Sudan (MNN) — The release of Petr Jasek, a Czech aid worker, was welcome news this weekend. But the question remains: what about the two men convicted in conjunction with the case?

Todd Nettleton of The Voice of the Martyrs USA says, “They’re in jail for allegedly helping a spy. Well, we know that Petr was not a spy. He was an aid worker, he was a VOM worker.”

So if the crimes they’re supposed to have helped with have been pardoned, why aren’t they being set free as well? Judging by how the entire case has gone, it’s not really a surprise.

In Spain, a November gathering in support of the prisoners in Sudan. (Photo courtesy of HazteOir.org via flickr: https://flic.kr/p/AKgA37)

Nettleton says, “The thing for us to understand is this case was never based on evidence. It was never based on facts or what really happened. It was based on the Sudanese government wanting to make a point to the international community, wanting to make a point particularly to Mr. Jasek, ‘Hey, we can lock you up, we can put you in jail.’”

In addition, these men do not have a foreign country backing them. They aren’t connected to a big ministry. They have no international recognition. The push for their freedom is not globally intense.

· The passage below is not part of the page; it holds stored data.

PR #1994, opened 2024-04-13
Use ruff

### LINKED ISSUE #1986: Use ruff
### Summary

I'm starting to seriously consider using [ruff](https://github.com/astral-sh/ruff) to replace the following style tools we currently use:

* black
* flake8
* isort
* pydocstyle
* pyupgrade

It doesn't yet handle static type analysis (mypy), but the devs [would like to](https://github.com/astral-sh/ruff/issues/3893)

### Rationale

A few reasons:

* It supports pyproject.toml, unlike flake8/pre-commit/pyupgrade
* Fewer dependencies to track and manage
* It's a single tool to run instead of multiple (although pre-commit slightly alleviates this)
* It's fast (only really matters for isort which contains a [bug](https://github.com/PyCQA/isort/issues/1912) where gitignore is not ignored)
* My favorite style tool, pydocstyle, is now [deprecated](https://github.com/PyCQA/pydocstyle/pull/658) and contains known [bugs](https://github.com/PyCQA/pydocstyle/issues/459) 
* It's rapidly [gaining popularity](https://github.com/astral-sh/ruff?tab=readme-ov-file#whos-using-ruff), including recent adoption by [PyTorch](https://github.com/pytorch/pytorch/pull/99785)

### Implementation

Easy to implement, only need to decide on the exact configuration details. Just curious to see how many files change and what new issues get flagged.

### Alternatives

A lot of users have suggested this to me. I'm unaware of any popular alternatives.

### Additional information

Only downside is that ruff is built in rust. This doesn't matter for pip/conda users, but rust is non-trivial to build from source. But kornia also requires rust now, so we can't really avoid that anyway. Seems like rust is the future of Python, and will become harder to avoid in the future.

adamjstewart:
- [x] Configure ruff
- [x] Apply format changes
- [x] Fix linter errors
- [x] Update requirements files
- [x] Update GitHub Actions
- [x] Update docs
- [x] Update pre-commit
- [x] Update VS Code

Closes #1986


.devcontainer/devcontainer.json
```diff
@@ -20,21 +20,16 @@
   "customizations": {
     "vscode": {
       "extensions": [
+        "GitHub.codespaces",
+        "charliermarsh.ruff",
         "ms-python.python",
-        "ms-python.isort",
-        "ms-python.black-formatter",
-        "ms-python.vscode-pylance",
```
adamjstewart, line 26: Got rid of pylance since we aren't currently using it anywhere else. Also, haven't tested this file since I don't know how to use it.

.pre-commit-config.yaml
adamjstewart, line 1: @ashnair1 can you test this?

I'm wondering if we should remove mypy from pre-commit since it's so slow. 

We could also add the [pre-commit](https://github.com/pre-commit/action) action so that fixes are automatically applied to PRs.

docs/tutorials/pretrained_weights.ipynb
```diff
@@ -79,8 +79,8 @@
     "from lightning.pytorch import Trainer\n",
     "\n",
     "from torchgeo.datamodules import EuroSAT100DataModule\n",
-    "from torchgeo.trainers import ClassificationTask\n",
-    "from torchgeo.models import ResNet18_Weights"
+    "from torchgeo.models import ResNet18_Weights\n",
+    "from torchgeo.trainers import ClassificationTask"
```
adamjstewart, line 83: Seems like isort and pyupgrade did not have Jupyter notebook support

experiments/ssl4eo/landsat/plot_landsat_bands.py
```diff
@@ -46,9 +46,7 @@
 df = df.iloc[::-1]
 
 fig, ax = plt.subplots(figsize=(5.5, args.fig_height))
-ax1, ax2 = fig.subplots(
-    nrows=1, ncols=2, gridspec_kw={"width_ratios": [3, 1]}
-)  # type: ignore[misc]
+ax1, ax2 = fig.subplots(nrows=1, ncols=2, gridspec_kw={"width_ratios": [3, 1]})  # type: ignore[misc]
```
adamjstewart, line 49: https://docs.astral.sh/ruff/formatter/black/#pragma-comments-are-ignored-when-computing-line-width

requirements/min-reqs.old
```diff
@@ -33,20 +33,6 @@ scikit-image==0.19.0
...
-# style
-black[jupyter]==21.8b0
-flake8==3.8.0
-isort[colors]==5.8.0
-pydocstyle[toml]==6.1.0
-pyupgrade==2.8.0
-
 # tests
-mypy==0.900
-nbmake==1.3.3
```
adamjstewart, line 50: We don't actually run any docs/style tests with the min version, no need to install those deps.

requirements/tests.txt
```diff
@@ -1,5 +1,4 @@
 # tests
-mypy==1.9.0
```
adamjstewart, line 2: I moved "mypy" under "style" in CI but forgot to move it in the requirements files.

torchgeo/datasets/cms_mangrove_canopy.py
```diff
@@ -205,17 +205,13 @@ def __init__(
         assert isinstance(country, str), "Country argument must be a str."
         assert (
             country in self.all_countries
-        ), "You have selected an invalid country, please choose one of {}".format(
-            self.all_countries
-        )
+        ), f"You have selected an invalid country, please choose one of {self.all_countries}"
```
adamjstewart, line 208: https://github.com/asottile/pyupgrade?tab=readme-ov-file#f-strings

torchgeo/datasets/cropharvest.py
```diff
@@ -293,12 +293,12 @@ def _extract(self) -> None:
         features_path = os.path.join(self.root, self.file_dict["features"]["filename"])
         extract_archive(features_path)
 
-    def plot(self, sample: dict[str, Tensor], subtitle: str | None = None) -> Figure:
+    def plot(self, sample: dict[str, Tensor], suptitle: str | None = None) -> Figure:
```
adamjstewart, line 296: Actual bug caught by pydocstyle!

torchgeo/datasets/fair1m.py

That’s why Nettleton says, “We need to be their voice, we need to speak out, we need to be the power of a government to say, ‘Hey, let these guys go too, just as you let Mr. Jasek go.’”

If you recall, 2017 began with the freedom of the fourth man connected to the case, Rev. Kuwa Shamal Abazmam Kurri. As we mentioned earlier this week, there is some hope that the Sudanese government will want to release the final two men as a sign of good behavior.

(Photo courtesy of the World Watch Monitor)

As the Obama administration came to a close, economic sanctions on the country were temporarily lifted. The sanctions will be reassessed this summer, so it makes sense that Sudan will want to present itself as a changed nation. Nettleton has hope that overall, persecution against Christians will lessen.

But even if this does not happen, he expects followers of Christ in Sudan will stand strong as they have in the past: “When the government has come against them, they have said, ‘Nope, we’re just going to keep following Jesus Christ. Yes, we understand some of us are going to suffer for that. Some of us are going to go to prison for that. In fact, some of us may be killed for that. But, Jesus is worth it, and we’re going to keep following him.’”

One big indicator of that is the support Christians showed during this drawn-out court case. “There have been Christians who have boldly attended the trial hearings. There have been groups of Christians who have sang outside the courthouse.”

As Nettleton says, this should be encouraging for believers all over the world. And also, it’s a call for prayer.

“We need to be in prayer for brothers and sisters who are facing challenges for their faith. We’re the Body of Christ. We’re supposed to lift up the parts of the Body that are suffering.”

Ask God to sustain these two men, and all Christians in Sudan. Pray for their perseverance and strength of witness to God’s love.